(Input for this task)

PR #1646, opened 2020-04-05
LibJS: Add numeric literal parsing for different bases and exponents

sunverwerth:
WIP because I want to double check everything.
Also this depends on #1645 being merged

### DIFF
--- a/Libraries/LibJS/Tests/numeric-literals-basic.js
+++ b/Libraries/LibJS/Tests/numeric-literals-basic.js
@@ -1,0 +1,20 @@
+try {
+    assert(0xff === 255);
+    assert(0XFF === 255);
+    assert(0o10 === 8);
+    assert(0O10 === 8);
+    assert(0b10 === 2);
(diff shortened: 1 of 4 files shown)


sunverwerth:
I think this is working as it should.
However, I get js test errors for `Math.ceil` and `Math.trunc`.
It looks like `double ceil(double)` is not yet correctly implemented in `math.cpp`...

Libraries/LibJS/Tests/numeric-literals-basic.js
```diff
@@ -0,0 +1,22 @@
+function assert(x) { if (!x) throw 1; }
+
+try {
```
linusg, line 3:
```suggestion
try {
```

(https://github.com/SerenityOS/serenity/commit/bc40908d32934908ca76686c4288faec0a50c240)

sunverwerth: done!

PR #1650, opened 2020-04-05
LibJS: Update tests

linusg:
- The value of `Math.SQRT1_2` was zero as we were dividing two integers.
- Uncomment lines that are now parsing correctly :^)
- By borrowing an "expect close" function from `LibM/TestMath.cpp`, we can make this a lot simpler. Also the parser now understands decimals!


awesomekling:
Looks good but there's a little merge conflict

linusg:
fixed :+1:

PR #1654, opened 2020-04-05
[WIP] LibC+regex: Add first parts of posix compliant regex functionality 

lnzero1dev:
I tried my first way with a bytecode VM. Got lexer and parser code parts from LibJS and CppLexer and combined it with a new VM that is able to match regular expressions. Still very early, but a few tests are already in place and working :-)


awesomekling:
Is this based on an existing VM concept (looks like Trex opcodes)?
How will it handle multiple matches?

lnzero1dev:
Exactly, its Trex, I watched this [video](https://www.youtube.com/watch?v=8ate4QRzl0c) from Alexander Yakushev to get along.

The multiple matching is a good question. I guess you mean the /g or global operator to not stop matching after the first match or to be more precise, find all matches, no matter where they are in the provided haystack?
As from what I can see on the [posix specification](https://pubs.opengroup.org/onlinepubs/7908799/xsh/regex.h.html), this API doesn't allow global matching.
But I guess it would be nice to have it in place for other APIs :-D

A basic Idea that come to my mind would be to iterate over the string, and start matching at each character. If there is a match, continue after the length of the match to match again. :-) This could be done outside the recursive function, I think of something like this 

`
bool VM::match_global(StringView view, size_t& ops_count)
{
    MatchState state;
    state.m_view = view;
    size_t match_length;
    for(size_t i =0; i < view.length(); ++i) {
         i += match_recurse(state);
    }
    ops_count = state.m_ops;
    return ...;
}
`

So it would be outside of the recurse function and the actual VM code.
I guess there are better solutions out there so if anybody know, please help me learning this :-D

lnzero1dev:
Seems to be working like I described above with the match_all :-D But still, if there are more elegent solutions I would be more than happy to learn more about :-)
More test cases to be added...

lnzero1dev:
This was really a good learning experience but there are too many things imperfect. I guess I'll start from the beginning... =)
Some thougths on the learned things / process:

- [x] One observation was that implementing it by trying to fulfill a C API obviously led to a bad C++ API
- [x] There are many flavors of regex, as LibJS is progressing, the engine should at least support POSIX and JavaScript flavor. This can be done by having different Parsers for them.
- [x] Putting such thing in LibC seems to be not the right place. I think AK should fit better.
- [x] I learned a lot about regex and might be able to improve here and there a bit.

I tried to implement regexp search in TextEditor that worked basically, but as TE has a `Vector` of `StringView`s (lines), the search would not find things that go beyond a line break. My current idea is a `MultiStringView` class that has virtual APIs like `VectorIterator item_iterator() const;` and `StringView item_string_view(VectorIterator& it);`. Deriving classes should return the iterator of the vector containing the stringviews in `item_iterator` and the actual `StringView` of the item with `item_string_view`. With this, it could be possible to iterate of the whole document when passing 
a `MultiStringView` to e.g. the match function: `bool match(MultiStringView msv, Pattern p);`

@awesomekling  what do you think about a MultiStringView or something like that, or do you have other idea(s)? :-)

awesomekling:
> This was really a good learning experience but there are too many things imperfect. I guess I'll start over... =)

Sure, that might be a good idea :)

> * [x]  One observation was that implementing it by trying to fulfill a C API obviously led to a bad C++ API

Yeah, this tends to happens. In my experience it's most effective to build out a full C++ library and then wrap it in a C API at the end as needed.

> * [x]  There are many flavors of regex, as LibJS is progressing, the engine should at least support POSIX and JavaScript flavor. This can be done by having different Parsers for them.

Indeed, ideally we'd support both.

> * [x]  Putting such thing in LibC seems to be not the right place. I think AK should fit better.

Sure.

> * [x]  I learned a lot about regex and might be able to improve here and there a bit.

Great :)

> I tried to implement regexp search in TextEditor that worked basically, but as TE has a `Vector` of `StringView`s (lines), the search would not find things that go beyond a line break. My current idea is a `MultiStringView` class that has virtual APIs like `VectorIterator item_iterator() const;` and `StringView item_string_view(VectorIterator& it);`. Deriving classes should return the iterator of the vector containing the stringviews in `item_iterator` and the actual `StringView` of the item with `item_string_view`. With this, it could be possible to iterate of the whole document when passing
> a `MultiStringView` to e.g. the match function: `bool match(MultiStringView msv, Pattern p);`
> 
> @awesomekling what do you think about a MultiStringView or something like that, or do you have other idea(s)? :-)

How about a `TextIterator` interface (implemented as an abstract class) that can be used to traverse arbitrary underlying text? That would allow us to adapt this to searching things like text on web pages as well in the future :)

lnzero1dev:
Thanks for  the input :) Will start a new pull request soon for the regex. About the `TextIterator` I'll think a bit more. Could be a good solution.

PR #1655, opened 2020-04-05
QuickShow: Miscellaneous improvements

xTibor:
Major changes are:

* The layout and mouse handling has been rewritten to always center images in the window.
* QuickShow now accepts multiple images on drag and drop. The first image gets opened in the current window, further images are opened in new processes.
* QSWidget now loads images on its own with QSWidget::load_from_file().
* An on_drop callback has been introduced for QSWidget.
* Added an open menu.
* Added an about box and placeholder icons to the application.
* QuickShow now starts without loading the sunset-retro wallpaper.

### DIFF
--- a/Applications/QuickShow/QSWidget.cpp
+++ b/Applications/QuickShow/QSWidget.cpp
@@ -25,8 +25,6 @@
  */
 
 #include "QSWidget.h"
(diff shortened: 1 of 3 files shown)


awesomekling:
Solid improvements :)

(End Input for this task)

• [Work instruction] Please copy the data above in its entirety, exactly as written.

• [Written reply]
PR #1646, opened 2020-04-05
LibJS: Add numeric literal parsing for different bases and exponents

sunverwerth:
WIP because I want to double check everything.
Also this depends on #1645 being merged

### DIFF
--- a/Libraries/LibJS/Tests/numeric-literals-basic.js
+++ b/Libraries/LibJS/Tests/numeric-literals-basic.js
@@ -1,0 +1,20 @@
+try {
+    assert(0xff === 255);
+    assert(0XFF === 255);
+    assert(0o10 === 8);
+    assert(0O10 === 8);
+    assert(0b10 === 2);
(diff shortened: 1 of 4 files shown)


sunverwerth:
I think this is working as it should.
However, I get js test errors for `Math.ceil` and `Math.trunc`.
It looks like `double ceil(double)` is not yet correctly implemented in `math.cpp`...

Libraries/LibJS/Tests/numeric-literals-basic.js
```diff
@@ -0,0 +1,22 @@
+function assert(x) { if (!x) throw 1; }
+
+try {
```
linusg, line 3:
```suggestion
try {
```

(https://github.com/SerenityOS/serenity/commit/bc40908d32934908ca76686c4288faec0a50c240)

sunverwerth: done!

PR #1650, opened 2020-04-05
LibJS: Update tests

linusg:
- The value of `Math.SQRT1_2` was zero as we were dividing two integers.
- Uncomment lines that are now parsing correctly :^)
- By borrowing an "expect close" function from `LibM/TestMath.cpp`, we can make this a lot simpler. Also the parser now understands decimals!


awesomekling:
Looks good but there's a little merge conflict

linusg:
fixed :+1:

PR #1654, opened 2020-04-05
[WIP] LibC+regex: Add first parts of posix compliant regex functionality 

lnzero1dev:
I tried my first way with a bytecode VM. Got lexer and parser code parts from LibJS and CppLexer and combined it with a new VM that is able to match regular expressions. Still very early, but a few tests are already in place and working :-)


awesomekling:
Is this based on an existing VM concept (looks like Trex opcodes)?
How will it handle multiple matches?

lnzero1dev:
Exactly, its Trex, I watched this [video](https://www.youtube.com/watch?v=8ate4QRzl0c) from Alexander Yakushev to get along.

The multiple matching is a good question. I guess you mean the /g or global operator to not stop matching after the first match or to be more precise, find all matches, no matter where they are in the provided haystack?
As from what I can see on the [posix specification](https://pubs.opengroup.org/onlinepubs/7908799/xsh/regex.h.html), this API doesn't allow global matching.
But I guess it would be nice to have it in place for other APIs :-D

A basic Idea that come to my mind would be to iterate over the string, and start matching at each character. If there is a match, continue after the length of the match to match again. :-) This could be done outside the recursive function, I think of something like this 

`
bool VM::match_global(StringView view, size_t& ops_count)
{
    MatchState state;
    state.m_view = view;
    size_t match_length;
    for(size_t i =0; i < view.length(); ++i) {
         i += match_recurse(state);
    }
    ops_count = state.m_ops;
    return ...;
}
`

So it would be outside of the recurse function and the actual VM code.
I guess there are better solutions out there so if anybody know, please help me learning this :-D

lnzero1dev:
Seems to be working like I described above with the match_all :-D But still, if there are more elegent solutions I would be more than happy to learn more about :-)
More test cases to be added...

lnzero1dev:
This was really a good learning experience but there are too many things imperfect. I guess I'll start from the beginning... =)
Some thougths on the learned things / process:

- [x] One observation was that implementing it by trying to fulfill a C API obviously led to a bad C++ API
- [x] There are many flavors of regex, as LibJS is progressing, the engine should at least support POSIX and JavaScript flavor. This can be done by having different Parsers for them.
- [x] Putting such thing in LibC seems to be not the right place. I think AK should fit better.
- [x] I learned a lot about regex and might be able to improve here and there a bit.

I tried to implement regexp search in TextEditor that worked basically, but as TE has a `Vector` of `StringView`s (lines), the search would not find things that go beyond a line break. My current idea is a `MultiStringView` class that has virtual APIs like `VectorIterator item_iterator() const;` and `StringView item_string_view(VectorIterator& it);`. Deriving classes should return the iterator of the vector containing the stringviews in `item_iterator` and the actual `StringView` of the item with `item_string_view`. With this, it could be possible to iterate of the whole document when passing 
a `MultiStringView` to e.g. the match function: `bool match(MultiStringView msv, Pattern p);`

@awesomekling  what do you think about a MultiStringView or something like that, or do you have other idea(s)? :-)

awesomekling:
> This was really a good learning experience but there are too many things imperfect. I guess I'll start over... =)

Sure, that might be a good idea :)

> * [x]  One observation was that implementing it by trying to fulfill a C API obviously led to a bad C++ API

Yeah, this tends to happens. In my experience it's most effective to build out a full C++ library and then wrap it in a C API at the end as needed.

> * [x]  There are many flavors of regex, as LibJS is progressing, the engine should at least support POSIX and JavaScript flavor. This can be done by having different Parsers for them.

Indeed, ideally we'd support both.

> * [x]  Putting such thing in LibC seems to be not the right place. I think AK should fit better.

Sure.

> * [x]  I learned a lot about regex and might be able to improve here and there a bit.

Great :)

> I tried to implement regexp search in TextEditor that worked basically, but as TE has a `Vector` of `StringView`s (lines), the search would not find things that go beyond a line break. My current idea is a `MultiStringView` class that has virtual APIs like `VectorIterator item_iterator() const;` and `StringView item_string_view(VectorIterator& it);`. Deriving classes should return the iterator of the vector containing the stringviews in `item_iterator` and the actual `StringView` of the item with `item_string_view`. With this, it could be possible to iterate of the whole document when passing
> a `MultiStringView` to e.g. the match function: `bool match(MultiStringView msv, Pattern p);`
> 
> @awesomekling what do you think about a MultiStringView or something like that, or do you have other idea(s)? :-)

How about a `TextIterator` interface (implemented as an abstract class) that can be used to traverse arbitrary underlying text? That would allow us to adapt this to searching things like text on web pages as well in the future :)

lnzero1dev:
Thanks for  the input :) Will start a new pull request soon for the regex. About the `TextIterator` I'll think a bit more. Could be a good solution.

PR #1655, opened 2020-04-05
QuickShow: Miscellaneous improvements

xTibor:
Major changes are:

* The layout and mouse handling has been rewritten to always center images in the window.
* QuickShow now accepts multiple images on drag and drop. The first image gets opened in the current window, further images are opened in new processes.
* QSWidget now loads images on its own with QSWidget::load_from_file().
* An on_drop callback has been introduced for QSWidget.
* Added an open menu.
* Added an about box and placeholder icons to the application.
* QuickShow now starts without loading the sunset-retro wallpaper.

### DIFF
--- a/Applications/QuickShow/QSWidget.cpp
+++ b/Applications/QuickShow/QSWidget.cpp
@@ -25,8 +25,6 @@
  */
 
 #include "QSWidget.h"
(diff shortened: 1 of 3 files shown)


awesomekling:
Solid improvements :)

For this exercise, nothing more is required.